**** INFORMATION SUPPLIED ****

PR #3745, opened 2026-08-17
fix(team): honor explicit max_workers below the hard ceiling

Yeachan-Heo:
## Summary

`mergeTeamConfigSources` (`src/team/team-ops.ts`) and `readTeamConfig` (`src/team/monitor.ts`) both computed the merged worker cap as `Math.max(config.max_workers ?? 0, 20)`, so every explicitly configured `max_workers` below 20 was silently inflated to 20 during config+manifest merges. `src/team/scaling.ts` already enforces `config.max_workers ?? 20` correctly — the bug was only in the two merge paths.

Both call sites now share one narrow helper, `resolveMaxWorkers` in `src/team/governance.ts`:

- explicit configured cap **wins** over the manifest's legacy default of 20 (values 1..20 are honored)
- missing `max_workers` keeps the default **20**
- values above 20 **clamp** to the hard ceiling of 20
- invalid persisted values (0/negative/fractional) keep failing closed in the existing persisted-state validators (`isSafeCounter`) — no new validation contract is invented

## Tests

- `src/team/__tests__/team-config-revision-lock.test.ts` — new describe covering the legacy config+manifest merge through **both** read paths (`readTeamConfig` + `teamReadConfig`): explicit cap 3 survives the merge, absent value → 20, oversized value 50 → 20.
- `src/team/__tests__/scaling.test.ts` — scale-up requesting 2 workers against `max_workers: 2` with 1 existing worker is rejected with the would-exceed error and no side effects.

## Verification

- `npm test -- --run src/team` → 1645 passed | 9 skipped (0 failed)
- `npm test -- --run` focused: team-config-revision-lock (62), scaling (37), plus team-ops/task-locking, cli/team, mcp convergence suites → all green
- `npm run build` → green
- `npm run lint` → 0 errors (19 pre-existing warnings, identical to base)

Closes #3744

Issue #3744, opened 2026-08-17
max_workers cannot be lowered below 20 (Math.max in team-ops)


pawelkwaczynski:
`src/team/team-ops.ts` (around line 258) computes the effective cap as `Math.max(config.max_workers ?? 0, 20)` - so setting `max_workers: 4` in config still allows 20. `scaling.ts` documents 20 as the hard ceiling, but the config key reads like a user-settable limit, and lowering it is the direction people on constrained machines (fanless Macs, shared hosts, thermal-throttled laptops) actually need.

Expected: `max_workers` clamps DOWN as well (ceiling 20 stays as the absolute max), e.g. `Math.min(Math.max(config.max_workers ?? 20, 1), 20)`.

Happy to send a PR with the one-liner plus a test if you want one.

Context: I build [coffee-paladin](https://github.com/pawelkwaczynski/coffee-paladin), a macOS thermal guard, and a machine-aware worker cap is the first thing its users reach for with OMC teams.

Yeachan-Heo:
Confirmed on current `dev` (`f293e3569`): `src/team/team-ops.ts` currently writes `max_workers: Math.max(config.max_workers ?? 0, 20)`, so every configured value below 20 is raised to 20. The downstream scale-up guard in `src/team/scaling.ts` then enforces that inflated value, which makes the documented/user-configurable cap ineffective for constrained machines.\n\nMaintainer scope accepted as a narrow bug fix: preserve 20 as the hard ceiling/default, honor explicit values in the supported lower range, and add regression coverage for both lowering and ceiling behavior. A dedicated fix lane is being started now; the issue remains open until the fix lands on `dev`.\n—\n*[repo owner's gaebal-gajae (clawdbot) 🦞]*

Yeachan-Heo:
Maintainer-verified fix for the reported defect is up: **PR #3745** (`fix/issue-3744-max-workers-cap` → `dev`, head `4d4911a`).

**Root cause** — exactly as reported: `mergeTeamConfigSources` (`src/team/team-ops.ts`) and `readTeamConfig` (`src/team/monitor.ts`) both computed `max_workers: Math.max(config.max_workers ?? 0, 20)`, so any explicitly configured cap below 20 was silently rewritten to 20 when config and manifest merged. `src/team/scaling.ts` was already correct; only the two merge paths were broken.

**Fix** — both call sites now share one narrow helper `resolveMaxWorkers` in `src/team/governance.ts`:
[...]

PR #3747, opened 2026-08-17
fix(team): reject a zero max_workers cap in persisted config validation

pawelkwaczynski:
Follow-up to #3744, on the one value that survived the fix in #3745.

## What was wrong

`isSafeCounter` (`src/team/monitor.ts:111`) accepts any non-negative integer, so `max_workers: 0` passed validation. Negatives and non-integers were already rejected there, which left `0` as the single out-of-contract value reaching the runtime.

A team persisted with a zero cap then fails every scale-up. `count` is forced to `>= 1` at `src/team/scaling.ts:191`, and the guard at line 212 compares `currentCount + count > maxWorkers`, so the result is always:

```
Cannot add 1 workers: would exceed max_workers (0 + 1 > 0)
```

****

## WORK TASK
Whenever a line of the entries contains the string "lock", copy that line.

## PROBLEM SOLUTION
- `src/team/__tests__/team-config-revision-lock.test.ts` — new describe covering the legacy config+manifest merge through **both** read paths (`readTeamConfig` + `teamReadConfig`): explicit cap 3 survives the merge, absent value → 20, oversized value 50 → 20.
- `npm test -- --run` focused: team-config-revision-lock (62), scaling (37), plus team-ops/task-locking, cli/team, mcp convergence suites → all green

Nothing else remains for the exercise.